Draw the shop footprint to scale on a piece of graph paper. Draw in the location of doors windows radiators sinks or other fixtures. Now on a second piece of paper draw the footprint of the Items you want to put in the shop to the same scale. Label each item as you draw them. now cut out the paper footprints of the machines work benches desk whatever and arrange them in the shop area. This will help plan and visualize the space before you move anything in. Remember to keep in mind needed clearance around the mill and lathe head stock. This method can even be used to organize small machines on a bench top. 
Also if planning to build a shop this method can be used to located windows, doors, outlets ,light fixtures, etc. It will also allow you to see/plan how much space is needed for your tools , workbenches metal storage etc. 
Tin


----------



## tmuir (Dec 22, 2007)

Thanks,

Its a good idea, will have a go at it over the next couple of weeks.
I've got the next 2 weeks off work and a lot of that will be spent levelling off the ground inside and outside the workshop to get it ready for the concrete floor and the paving around it. I've also got about a 10 meter trench to dig to drop the conduits in for power and comms before the floor is done. Don't need the comms one really at the moment but to put the extra conduit in only added about $12 extra to the cost so might as well do it now as its easy to do now, much harder after the floor is poured.


----------



## wareagle (Dec 22, 2007)

*Tin*, excellent points! When I was setting up my current shop, all of my equipment was measured along with the footprint of the building. In much the same way, I arranged things around what I had at the time, with room left for future tooling. 

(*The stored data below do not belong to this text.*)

PR #151, opened 2015-04-30
templates/web.sssl.template.yml: Improve cipher list

rata:
This changes the cipher list for a more readable one, and avoids using weaks
ciphers. As a side effect of this, the grade on ssllabs is now A+ instead of A.


rata:
Ping ? :)

Supermathie:
I'd recommend sticking with the [Intermediate](https://wiki.mozilla.org/Security/Server_Side_TLS#Intermediate_compatibility_.28default.29) compatibility list as a sensible default. The [Modern](https://wiki.mozilla.org/Security/Server_Side_TLS#Modern_compatibility) list cuts out a large swath of potential audience and likely will only lead to frustration.

rata:
@Supermathie totally agree on that. But this change has nothing to do with it, if I'm not missing something.

The thing is that using that cipher list, without a dh_param file > 1024, causes the use of weak ciphers (marked weak by ssllabs). Just keeping the big list and adding the "!DHE:!EDH" thing at the end, I *think* it should fix it (didn't test it). Doing it the way the patch does, (using HIGH) fixes it too.

Adding a dh_param file I think is not as straight forward as any of these patches, as the file probably needs to be created when building/rebuilding the container. And if we keep that list as is, we are using these ciphers with weak params.

*I* think is something worth fixing/improving and adding the !DHE:!EDH thing should do the trick without breaking browsers. But we can also look at dh_param as another way to fix this, if we want to fix it.

I don't see any other ways to fix it thant these, but I might be missing something

rata:
Ohh, @SamSaffron not sure you will get a notification. So, just in case, see the comment I've just added here: https://github.com/rata/discourse_docker/commit/3cf5d461eb59006171cf5fb76708ff7931c0d73c

It's rather important to fix this issue now, as an attack that the default discourse install is vulnerable has been announced

rata:
The alternative of using dh_param was commited here: https://github.com/rata/discourse_docker/commit/421b9abef0fec6d495d009a82aa1311c43203cf3

So closing this.

Issue #149, opened 2015-04-28
Unattended upgrades not working ?


rata:
Hi,

I've installed discourse the docker way and did the unattended upgrades config as recommended in the guide. But there were updates available and after a few days there, there weren't upgraded.

Is cron running fine for unattended upgrades on the container ?Does it work for you ?

SamSaffron:
are you talking about updates inside the container, that is not implemented
and does not really fit well in a container world.

rata:
Yes, I'm taking about the recommendation here: https://github.com/discourse/discourse/blob/master/docs/INSTALL-cloud.md#post-install-maintenance

As you ship a "full" ubuntu LTS image, packages there need security upgrades. I'm doing them in some other way, but wanted to let you know that it seems the recommendation to keep them up to date is not working.

SamSaffron:
the recommendation there is about the host. 

I am torn on doing container upgrades in that way. In general we ship new images if any of the apps in our container need an upgrade.

rata:
Oh, ok. I'm interested in upgrading the container, not the host. I already manage that. Sorry I misunderstood :)

SamSaffron:
closing, assume this is resolved

PR #152, opened 2015-04-30
Improve documentation of ssh launcher command

rata:
The access via ssh is only granted if the user building (or rebuilding) has a
ssh key. So, make that clear in the "documentation" for that command.

### DIFF
--- a/launcher
+++ b/launcher
@@ -44,7 +44,7 @@ usage () {
   echo "    restart:    Restart a container"
   echo "    destroy:    Stop and remove a container"
   echo "    enter:      Use nsenter to enter a container"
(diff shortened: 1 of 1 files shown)


rata:
Ping? :)

SamSaffron:
is that code still even in launcher, I have want to strip it out anyway, ./launcher enter does the trick and people can build a custom template if they really want ssh.

rata:
Oh, ok. No problem if you delete then. But yes,I'd like ssh for now, at least to easily upgrade as unattended upgrades doesn't seemto be working (https://github.com/discourse/discourse_docker/issues/149)

coding-horror:
SSH is not really in here any more.

PR #156, opened 2015-05-06
Fixing a syntax error with one of the exception handlers in mailtest

rosshays:
I ran into an error when using mailtest with one of the exception handlers throwing an error of its own. It was a pretty small change to fix it.


Supermathie:
Whoops. LGTM, thanks!

PR #157, opened 2015-05-08
Added config name check to prevent docker name errors after build.

ericschoolzilla:
It's better to fail early on bad docker names instead of waiting for a build to complete before knowing you've entered a bad docker name.

### DIFF
--- a/launcher
+++ b/launcher
@@ -4,6 +4,16 @@ command=$1
 config=$2
 opt=$3
 
+# Docker doesn't like uppercase characters, spaces or special characters, catch it now before we build everything out and then find out
+re='[A-Z/ !@#$%^&*()+~`=]'
+if [[ $config =~ $re ]];
+  then
+    echo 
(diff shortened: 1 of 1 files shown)


launcher
```diff
@@ -4,6 +4,16 @@ command=$1
 config=$2
 opt=$3
 
+# Docker doesn't like uppercase characters, spaces or special characters, catch it now before we build everything out and then find out
+re='[A-Z/ !@#$%^&*()+~`=]'
+if [[ $config =~ $re ]];
+  then
+    echo 
+    echo "ERROR: Config name must not contain upper case characters, spaces or special characters. Correct config name and rerun $0."
```
rata: Maybe output to stderr ?

(note I'm not the maintainer nor nothing special, just a new user :))

SamSaffron: I think its ok for now, but we should sweep through launcher and output all errors to stderr

SamSaffron:
thanks

PR #161, opened 2015-05-21
Update cipher list

jamielinux:
Direct copypasta from Mozilla's intermediate list. (A few extra ciphers are enabled/disabled.)

RC4 is disabled on Mozilla's list. Enabling RC4 is a mitigation against BEAST for clients using TLS 1.0, but the strength of RC4 has been questioned and some think the trade off isn't worth it. Whether true or not, I think it's better just to stick with Mozilla's widely used list so the PR disables RC4 ciphers.


SamSaffron:
@Supermathie  is this good with you?

Supermathie:
Latest update from Mozilla, eh? Looks good to me.+1

SamSaffron:
cool, merged then.

SamSaffron:
@jamielinux  can you review https://github.com/discourse/discourse_docker/commit/421b9abef0fec6d495d009a82aa1311c43203cf3 to ensure it all looks good

jamielinux:
@SamSaffron Regarding 421b9abef0fec6d495d009a82aa1311c43203cf3, I wonder what the reason is to ignore errors with "|| true". Nginx will fail to start if dhparams.pem doesn't exist. I'll open a PR.

PR #163, opened 2015-05-22
Do not ignore errors when generating DH parameters

jamielinux:
Nginx will fail to start if dhparams.pem doesn't exist.

### DIFF
--- a/templates/web.ssl.template.yml
+++ b/templates/web.ssl.template.yml
@@ -3,7 +3,7 @@ run:
      cmd:
        # Generate strong Diffie-Hellman parameters
        - "mkdir -p /shared/ssl/"
-       - "[ ! -e /shared/ssl/dhparams.pem ] && openssl dhparam -out /shared/ssl/dhparams.pem 2048"
+       - "[ -e /shared/ssl/dhparams.pem ] || openssl dhparam -out /shared/ssl/dhparams.pem 2048"
   - replace:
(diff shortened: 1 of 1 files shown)


SamSaffron:
I think this is cause @riking is ensuring that this "line" will always have a status code of zero even if the file is already from previous bootstrap

riking:
Yeah, if the line has an exit code of 1 the bootstrap will bail (I tested that).

Is there a way to flag the line as "continue if failed" in pups?

SamSaffron:
yes there is actually

https://github.com/discourse/discourse_docker/blob/master/templates/postgres.template.yml#L212

SamSaffron:
though it depends on what fails ... if the check fails cause the file is already there its fine... if generating the file fails, its bad

jamielinux:
Ah I see. `[ ! -e /foo ]` will exit 1 if the file exists, but we also don't want to hide errors in generation. It's probably a vanishingly rare scenario, but openssl might fail to create valid/safe primes and we end up with a dhparams.pem that isn't valid but nginx will happily use.

Does an expanded syntax work for these templates, like `if [ ! -e /tmp/foo ]; then foo; fi`.

riking:
:+1: that makes sense, and I would have used it if I thought of it first

SamSaffron:
thanks!

PR #292, opened 2016-09-20
Improve image building (primarily for discourse_dev)

JaredReisinger:
Move "discourse" user and "/var/www" directory creation into base image so that discourse_dev can build from base image directly instead of requiring the overhead of the full discourse image.

Remove discourse_fast_switch dependency from discourse_dev, and remove the ruby 2.2/2.0 logic, as Discourse already appears to require 2.3.0 or
greater.

Remove discourse_dev's independent `postgres.template.yml` and `redis.template.yml` files, and instead derive them from the top-level templates directory.  This ensures that the discourse_dev image is always up-to-date with the discourse main image.

Add password-less "sudo" permissions for the "discourse" user in the discourse_dev image.  This simplifies (fixes) the "bundle install" command (and others) as implemented by discourse/bin/docker utilities.

Add image/Makefile so that images can be built even on machines without Ruby installed.  Logic is replicated from `image/build.rb`, and should result in equivalent images.  (Perhaps build.rb should be removed?)

Add automation in Makefile to ensure that all Dockerfiles are updated to match the version number in the Makefile.  (This includes the `/VERSION` file written into the base image.)

Add `image/README.md` to describe the images and process.

Update ImageMagick to 6.9.5-9 in the base Dockerfile because 6.9.5-8 is no longer available. (Perhaps this dependency should be vendored.)

Fix base "boot" failure caused by missing log files on a new instance (in `base/runit-1.d-00-fix-var-logs`).  Before chowning the log files, "touch" them to ensure they exist.  This failure previously prevented the discourse_dev `ensure-database` script from running, which made development use of discourse_dev very difficult.

Update to version 1.3.7.  (Driven by IMAGE_VERSION in the Makefile. Mostly, this is to ensure that the next official build of the images will be *at least* 1.3.7, superseding any previous versions.)


JaredReisinger:
Ahhh... one other note.  Prior to this PR, there's a naming discrepancy between the image directories and the actual image names:
* _directory -> image (comment)_
* base -> base (identical, but no "discourse_" prefix)
* discourse -> discourse
* discourse_dev -> dev (drops "discourse_" prefix)
* discourse_test -> discourse_test (keeps "discourse_" prefix)

I made the unilateral decision that the directory name should be used when creating the image name, so now all of the images other than "base" start with "discourse", and _**all**_ of them match their directory names.  For consistency, it might make sense to either change "base" to "discourse_base", or remove the "discourse_" prefix from all of the other directories/images.

JaredReisinger:
... and for docker-squash on OSX, I just saw that docker-squash has a dependency on gnu-tar 1.27, while I have OSX-default bsdtar 2.8.3.  I'm trying "brew install gnu-tar" to see if that does the trick, and will reïnstate docker-squash for OSX if it works.  (But IMO that can easily be a later PR/enhancement of everything else here is okay.)

SamSaffron:
In general I do all my builds on Linux, we don't even need to support building of images on osx.

JaredReisinger:
I figured that was likely the case... but it was sure handy for me to be able to test things out on my dev machine!  It looks like gnu-tar plus either some PATH trickery (or a pending docker-squash change to use 'gtar' on OSX) will get this working.  But it definitely falls in the "nice-to-have" bucket (rather than "must-have") in my book.

SamSaffron:
did you test the latest docker squash, old squash was totally broken on 1.10 but there is a fork out there that fixes it

JaredReisinger:
What finally worked for me (_after_ submitting the PR) was docker-squash 0.2.0 (the one acquired through the Makefile, from https://github.com/jwilder/docker-squash/releases/download/v0.2.0/docker-squash-darwin-amd64-v0.2.0.tar.gz), but with 'gtar' replacing 'tar' on my path, and making sure to run as root.  Note that I haven't yet tried _using_ that image, though... but docker-squash didn't exit with an error code.

I haven't delved into docker-squash enough to know _why_ running as root is required, but it gives me the willies.  If there were a way to mount a working directory with the not-yet-squashed .tar in a container and run docker-squash _inside_ the container (and let it write the squashed tar in that same mounted volume), that might actually take care of both issues: the 'tar' inside the container could be the required one, and running as "root" inside a container isn't quite so scary.

Interestingly, it looks like the long and winding discussion to get squashing built in to Docker may be coming to an end: https://github.com/docker/docker/pull/22641  (But I'm not holding my breath, it was opened in May, and still isn't merged, even as an "experimental" feature.)

image/base/Dockerfile
```diff
@@ -121,3 +120,8 @@ ADD boot /sbin/boot
 ADD cron /etc/service/cron/run
 ADD rsyslog /etc/service/rsyslog/run
 ADD cron.d_anacron /etc/cron.d/anacron
+
+# Create discourse user and /var/www location for both
+# discourse and dev images.
+RUN useradd discourse -s /bin/bash -m -U &&\
```
SamSaffron: Ideally I don't want this user created in base, base can be used by non-discourse projects

image/base/install-imagemagick
```diff
@@ -19,7 +19,7 @@ make all && make install
 
 
 # Build and install ImageMagick
-wget -O $WDIR/ImageMagick.tar.gz "http://www.imagemagick.org/download/ImageMagick-6.9.5-8.tar.gz"
+wget -O $WDIR/ImageMagick.tar.gz "http://www.imagemagick.org/download/ImageMagick-6.9.5-9.tar.gz"
```
SamSaffron: this is fine

image/base/runit-1.d-00-fix-var-logs
```diff
@@ -1,7 +1,6 @@
 #!/bin/bash
 mkdir -p /var/log/nginx
 chown -R www-data:www-data /var/log/nginx
-chown www-data:www-data /var/log/nginx
```
SamSaffron: you sure about this? I think it is fine but need confirmation

image/discourse_bench/Dockerfile
```diff
@@ -17,11 +19,12 @@ RUN gem install facter &&\
 
 # reconfigure PostgreSQL template databases to use UTF-8
 # otherwise rake db:create fails
-RUN pg_dropcluster --stop 9.3 main &&\
-    pg_createcluster --start -e UTF-8 9.3 main
+RUN pg_dropcluster --stop 9.5 main &&\
```
SamSaffron: cool happy about this, did you test the discourse bench image?

image/base/Dockerfile
JaredReisinger: Fair enough... In that case it may make sense to create an image/layer between base and discourse & discourse_dev.

SamSaffron: I think that is overkill, having a couple of lines of duplication here is not really the end of the world imo

image/base/runit-1.d-00-fix-var-logs
JaredReisinger: Yes... It's completely redundant given line 3.  `/var/log/nginx` and it's descendents are chown'd, so all line 4 does is reïterate that `/var/log/nginx` is supposed to be chown'd.

image/base/Dockerfile
JaredReisinger: Glad you reconsidered.  :-)  I was about to come back playing devil's advocate about YAGNI and premature optimization.

image/discourse_bench/Dockerfile
JaredReisinger: I've done both of these:

```
docker run --rm discourse/discourse_test:1.3.7
docker run --rm discourse/discourse_bench:1.3.7
```

The tests all passed, and bench got through all three benchmarks (both as admin and not), but then threw an EACCES exception (could not open `/root/.puppetlabs/opt/facter/facts.d`).  I'll poke around and see if there's a missing step in the discourse_bench Dockerfile or something.

(As a later change—unless you really want it right now—I could add "test" and "bench" targets that do the above commands.  They could even be them dependencies of "all" so that they are run by default.)

JaredReisinger: Got it!  I'll have a PR into discourse to tweak `scripts/bench.rb` so it stops attempting to load unused external facts.  With that change in place the benchmark runs successfully on my machine (via discourse/discourse_bench):
```
Your Results: (note for timings- percentile is first, duration is second in millisecs)
---
categories_admin:
  50: 94
  75: 100
  90: 108
  99: 130
home_admin:
  50: 98
  75: 104
  90: 115
  99: 145
topic_admin:
  50: 49
  75: 50
  90: 53
  99: 71
categories:
  50: 52
  75: 55
  90: 60
  99: 78
home:
  50: 60
  75: 63
  90: 73
  99: 94
topic:
  50: 18
  75: 18
  90: 19
  99: 35
timings:
  load_rails: 5266
ruby-version: 2.3.1-p112
rss_kb: 269892
pss_kb: 261193
operatingsystem: Ubuntu
virtual: docker
architecture: amd64
physicalprocessorcount: 4
kernelversion: 4.4.20
processor0: Intel(R) Core(TM) i7-4850HQ CPU @ 2.30GHz
memorysize: 1.95 GB
```

JaredReisinger: https://github.com/discourse/discourse/pull/4454 allows running the benchmarks via discourse/discourse_bench docker container.

image/discourse_bench/Dockerfile
```diff
@@ -17,11 +19,12 @@ RUN gem install facter &&\
...
+    pg_createcluster --start -e UTF-8 9.5 main
 
 # create role "discourse"
 RUN /etc/init.d/postgresql start &&\
+    sleep 10 &&\
```
SamSaffron: sleep 10 seems a lot, no?

image/base/Dockerfile
SamSaffron: one moment there :) are you moving these like around to other 2 images?

image/discourse_bench/Dockerfile
JaredReisinger: Yeah... you're right.  I remembered seeing a "sleep 10" somewhere, but it was for redis.  Postgres has "sleep 5" in several places, so I switched to that instead.

SamSaffron:
Hi @JaredReisinger I am back from my break and ready to merge this in, only bit of feedback that needs addressing is moving the "discourse" account creation out of "base" into the various images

When I moved my shop, I didn't yet have my lathe. However, I knew what I was after, and I took the dimensions from the specs of the lathe that I was looking at, and figured that into the floor plan as well. Until the lathe arrived, that space was used for general storage of boxes, etc.

Once I was able to pull the trigger on a lathe, I already had the space and power ready for it. The storage tems were removed, and the lathe went in without any problems and everything worked as if it were planned that way.  My back sure appreciated the fact that there wasn't a full shuffle when the unit arived, too!

Planning really pays off. And the tighter the space, the more valuable it becomes. You would be surprised at what can be squeezed into a given space if there is some thought and planning into the layout. The time spent up front is well worth it.


----------



## Hal (Dec 22, 2007)

Tin

Grizzly has a on line program that you can use, it's set up for wood working but might work for you.

Hal


----------



## Tin Falcon (Dec 23, 2007)

Hal:
 I think you may have misunderstood something here.
Tmuir is the one building the new shop. I was simply sharing what I found to be a simple and useful tool for shop planning. 
 I was not aware of Grizzly's program I will check it out could be useful in the future. 
The ironic thing is after the shop was set up I added a SB 9" and a roll-around Kennedy box so things have gotten tight. 

I decided to check online for space planning software.
Smartdraw
has a free trial download .
Google Sketchup could also be usefull. 

Tin


----------